**What to do:**
Retype exactly the lines below, beginning with the first and ending with the line where "(true first load)." appears.

**Data for review:**
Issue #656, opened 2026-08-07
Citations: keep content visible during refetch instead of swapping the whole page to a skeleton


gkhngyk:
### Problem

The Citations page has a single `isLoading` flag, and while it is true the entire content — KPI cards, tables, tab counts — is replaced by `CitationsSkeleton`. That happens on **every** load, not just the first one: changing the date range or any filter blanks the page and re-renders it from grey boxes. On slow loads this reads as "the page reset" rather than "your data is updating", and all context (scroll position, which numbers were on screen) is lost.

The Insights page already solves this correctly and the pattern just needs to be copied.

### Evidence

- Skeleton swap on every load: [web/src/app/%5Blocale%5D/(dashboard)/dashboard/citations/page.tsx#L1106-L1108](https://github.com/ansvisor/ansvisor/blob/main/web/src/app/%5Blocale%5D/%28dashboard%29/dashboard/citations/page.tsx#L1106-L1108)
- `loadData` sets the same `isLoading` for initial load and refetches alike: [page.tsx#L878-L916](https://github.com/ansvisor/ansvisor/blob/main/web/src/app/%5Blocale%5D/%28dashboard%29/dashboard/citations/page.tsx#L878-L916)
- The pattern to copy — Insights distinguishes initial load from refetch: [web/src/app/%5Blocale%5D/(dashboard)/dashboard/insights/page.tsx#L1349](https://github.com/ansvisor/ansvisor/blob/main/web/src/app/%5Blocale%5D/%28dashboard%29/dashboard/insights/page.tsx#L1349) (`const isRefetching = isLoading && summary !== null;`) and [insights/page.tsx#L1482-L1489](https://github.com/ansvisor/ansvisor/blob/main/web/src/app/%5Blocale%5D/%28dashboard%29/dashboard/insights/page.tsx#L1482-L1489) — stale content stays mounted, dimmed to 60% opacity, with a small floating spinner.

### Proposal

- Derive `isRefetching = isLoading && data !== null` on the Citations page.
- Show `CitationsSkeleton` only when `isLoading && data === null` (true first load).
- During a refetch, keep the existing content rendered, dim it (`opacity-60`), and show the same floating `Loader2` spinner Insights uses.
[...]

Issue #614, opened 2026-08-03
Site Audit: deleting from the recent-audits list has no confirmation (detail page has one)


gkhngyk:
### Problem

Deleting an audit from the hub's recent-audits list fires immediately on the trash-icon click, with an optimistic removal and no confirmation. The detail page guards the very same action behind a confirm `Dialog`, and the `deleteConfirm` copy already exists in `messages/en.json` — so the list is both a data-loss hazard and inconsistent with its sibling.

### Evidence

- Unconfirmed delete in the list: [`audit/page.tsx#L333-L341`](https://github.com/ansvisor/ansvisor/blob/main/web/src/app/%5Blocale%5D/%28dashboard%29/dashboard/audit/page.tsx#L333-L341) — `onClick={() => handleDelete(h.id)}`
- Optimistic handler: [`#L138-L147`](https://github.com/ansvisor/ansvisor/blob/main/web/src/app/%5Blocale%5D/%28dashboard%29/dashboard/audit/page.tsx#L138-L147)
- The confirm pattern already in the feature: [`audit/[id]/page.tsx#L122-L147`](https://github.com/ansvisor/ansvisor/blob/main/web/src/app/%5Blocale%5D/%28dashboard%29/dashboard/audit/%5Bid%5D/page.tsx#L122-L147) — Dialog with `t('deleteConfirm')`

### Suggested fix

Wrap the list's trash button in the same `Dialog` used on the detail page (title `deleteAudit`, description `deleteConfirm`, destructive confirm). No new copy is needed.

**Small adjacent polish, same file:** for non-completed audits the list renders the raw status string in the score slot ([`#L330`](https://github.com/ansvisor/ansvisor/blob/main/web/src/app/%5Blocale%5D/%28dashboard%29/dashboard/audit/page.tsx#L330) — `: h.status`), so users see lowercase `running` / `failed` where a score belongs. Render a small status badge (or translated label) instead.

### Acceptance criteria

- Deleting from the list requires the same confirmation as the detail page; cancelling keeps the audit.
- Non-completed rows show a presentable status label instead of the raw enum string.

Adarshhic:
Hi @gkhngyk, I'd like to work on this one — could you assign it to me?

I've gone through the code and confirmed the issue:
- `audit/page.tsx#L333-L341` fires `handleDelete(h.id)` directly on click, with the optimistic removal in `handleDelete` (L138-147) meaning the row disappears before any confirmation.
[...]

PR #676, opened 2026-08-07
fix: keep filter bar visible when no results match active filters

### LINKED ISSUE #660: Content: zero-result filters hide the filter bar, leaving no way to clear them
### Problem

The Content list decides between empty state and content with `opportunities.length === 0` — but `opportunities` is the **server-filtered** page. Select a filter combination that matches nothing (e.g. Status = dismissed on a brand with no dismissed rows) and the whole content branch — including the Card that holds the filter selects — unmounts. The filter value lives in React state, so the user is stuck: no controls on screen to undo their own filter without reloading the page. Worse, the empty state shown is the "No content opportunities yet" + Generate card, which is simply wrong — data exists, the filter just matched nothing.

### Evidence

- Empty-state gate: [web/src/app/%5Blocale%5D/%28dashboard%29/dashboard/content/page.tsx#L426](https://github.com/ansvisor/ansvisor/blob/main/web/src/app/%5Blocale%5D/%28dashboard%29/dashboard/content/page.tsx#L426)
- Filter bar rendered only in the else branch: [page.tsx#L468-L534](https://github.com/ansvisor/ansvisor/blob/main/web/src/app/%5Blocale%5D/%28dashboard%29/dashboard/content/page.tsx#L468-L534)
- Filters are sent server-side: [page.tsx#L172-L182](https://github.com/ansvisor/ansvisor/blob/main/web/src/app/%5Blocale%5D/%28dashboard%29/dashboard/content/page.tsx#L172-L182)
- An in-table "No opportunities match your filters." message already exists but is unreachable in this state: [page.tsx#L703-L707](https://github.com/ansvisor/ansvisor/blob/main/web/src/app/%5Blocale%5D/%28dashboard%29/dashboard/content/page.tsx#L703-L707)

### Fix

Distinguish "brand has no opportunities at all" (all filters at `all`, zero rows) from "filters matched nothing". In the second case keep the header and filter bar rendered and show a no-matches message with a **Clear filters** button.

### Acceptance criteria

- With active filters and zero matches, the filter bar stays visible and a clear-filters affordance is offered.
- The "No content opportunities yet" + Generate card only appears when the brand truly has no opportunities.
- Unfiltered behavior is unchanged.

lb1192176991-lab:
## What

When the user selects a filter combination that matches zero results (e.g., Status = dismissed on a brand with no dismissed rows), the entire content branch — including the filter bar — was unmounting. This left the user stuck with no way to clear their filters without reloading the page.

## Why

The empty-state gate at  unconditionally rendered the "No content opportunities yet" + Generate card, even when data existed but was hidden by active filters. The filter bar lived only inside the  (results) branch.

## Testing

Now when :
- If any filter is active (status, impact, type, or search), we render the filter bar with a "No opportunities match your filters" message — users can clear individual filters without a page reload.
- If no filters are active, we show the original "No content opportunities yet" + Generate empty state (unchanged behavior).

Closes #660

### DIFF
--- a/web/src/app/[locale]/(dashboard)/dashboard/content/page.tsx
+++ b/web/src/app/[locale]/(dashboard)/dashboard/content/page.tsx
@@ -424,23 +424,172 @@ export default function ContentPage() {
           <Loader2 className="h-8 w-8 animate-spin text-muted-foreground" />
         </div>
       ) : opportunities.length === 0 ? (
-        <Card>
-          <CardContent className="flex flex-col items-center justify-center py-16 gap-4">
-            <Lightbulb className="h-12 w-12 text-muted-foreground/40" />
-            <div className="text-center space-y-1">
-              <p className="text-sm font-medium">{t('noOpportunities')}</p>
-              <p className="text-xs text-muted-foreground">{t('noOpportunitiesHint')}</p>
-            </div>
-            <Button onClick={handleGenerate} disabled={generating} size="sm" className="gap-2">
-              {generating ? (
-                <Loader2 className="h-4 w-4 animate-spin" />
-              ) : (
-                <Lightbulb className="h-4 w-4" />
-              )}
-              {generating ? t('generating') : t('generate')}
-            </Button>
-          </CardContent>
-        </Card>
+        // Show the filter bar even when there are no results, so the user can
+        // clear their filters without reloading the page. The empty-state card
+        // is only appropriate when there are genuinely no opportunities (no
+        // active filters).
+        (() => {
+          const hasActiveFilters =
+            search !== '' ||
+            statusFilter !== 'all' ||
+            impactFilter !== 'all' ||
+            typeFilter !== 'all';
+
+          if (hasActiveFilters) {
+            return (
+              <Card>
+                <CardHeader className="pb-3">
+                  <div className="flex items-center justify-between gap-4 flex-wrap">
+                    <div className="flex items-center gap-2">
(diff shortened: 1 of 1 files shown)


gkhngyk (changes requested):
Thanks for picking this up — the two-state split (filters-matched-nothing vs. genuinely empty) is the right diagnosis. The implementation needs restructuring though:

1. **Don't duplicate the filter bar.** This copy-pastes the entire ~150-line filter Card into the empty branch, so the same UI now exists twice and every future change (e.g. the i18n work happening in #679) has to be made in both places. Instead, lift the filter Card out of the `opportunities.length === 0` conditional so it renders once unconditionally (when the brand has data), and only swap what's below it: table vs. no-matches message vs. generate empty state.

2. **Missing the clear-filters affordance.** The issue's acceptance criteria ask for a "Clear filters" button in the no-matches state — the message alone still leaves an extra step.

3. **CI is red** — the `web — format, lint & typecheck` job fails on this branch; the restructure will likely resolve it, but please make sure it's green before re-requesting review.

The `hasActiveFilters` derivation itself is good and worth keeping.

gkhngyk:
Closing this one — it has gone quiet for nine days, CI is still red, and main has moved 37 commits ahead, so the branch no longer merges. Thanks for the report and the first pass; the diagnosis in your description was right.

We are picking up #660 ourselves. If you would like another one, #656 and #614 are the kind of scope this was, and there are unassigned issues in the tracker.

**Output below:**
Issue #656, opened 2026-08-07
Citations: keep content visible during refetch instead of swapping the whole page to a skeleton


gkhngyk:
### Problem

The Citations page has a single `isLoading` flag, and while it is true the entire content — KPI cards, tables, tab counts — is replaced by `CitationsSkeleton`. That happens on **every** load, not just the first one: changing the date range or any filter blanks the page and re-renders it from grey boxes. On slow loads this reads as "the page reset" rather than "your data is updating", and all context (scroll position, which numbers were on screen) is lost.

The Insights page already solves this correctly and the pattern just needs to be copied.

### Evidence

- Skeleton swap on every load: [web/src/app/%5Blocale%5D/(dashboard)/dashboard/citations/page.tsx#L1106-L1108](https://github.com/ansvisor/ansvisor/blob/main/web/src/app/%5Blocale%5D/%28dashboard%29/dashboard/citations/page.tsx#L1106-L1108)
- `loadData` sets the same `isLoading` for initial load and refetches alike: [page.tsx#L878-L916](https://github.com/ansvisor/ansvisor/blob/main/web/src/app/%5Blocale%5D/%28dashboard%29/dashboard/citations/page.tsx#L878-L916)
- The pattern to copy — Insights distinguishes initial load from refetch: [web/src/app/%5Blocale%5D/(dashboard)/dashboard/insights/page.tsx#L1349](https://github.com/ansvisor/ansvisor/blob/main/web/src/app/%5Blocale%5D/%28dashboard%29/dashboard/insights/page.tsx#L1349) (`const isRefetching = isLoading && summary !== null;`) and [insights/page.tsx#L1482-L1489](https://github.com/ansvisor/ansvisor/blob/main/web/src/app/%5Blocale%5D/%28dashboard%29/dashboard/insights/page.tsx#L1482-L1489) — stale content stays mounted, dimmed to 60% opacity, with a small floating spinner.

### Proposal

- Derive `isRefetching = isLoading && data !== null` on the Citations page.
- Show `CitationsSkeleton` only when `isLoading && data === null` (true first load).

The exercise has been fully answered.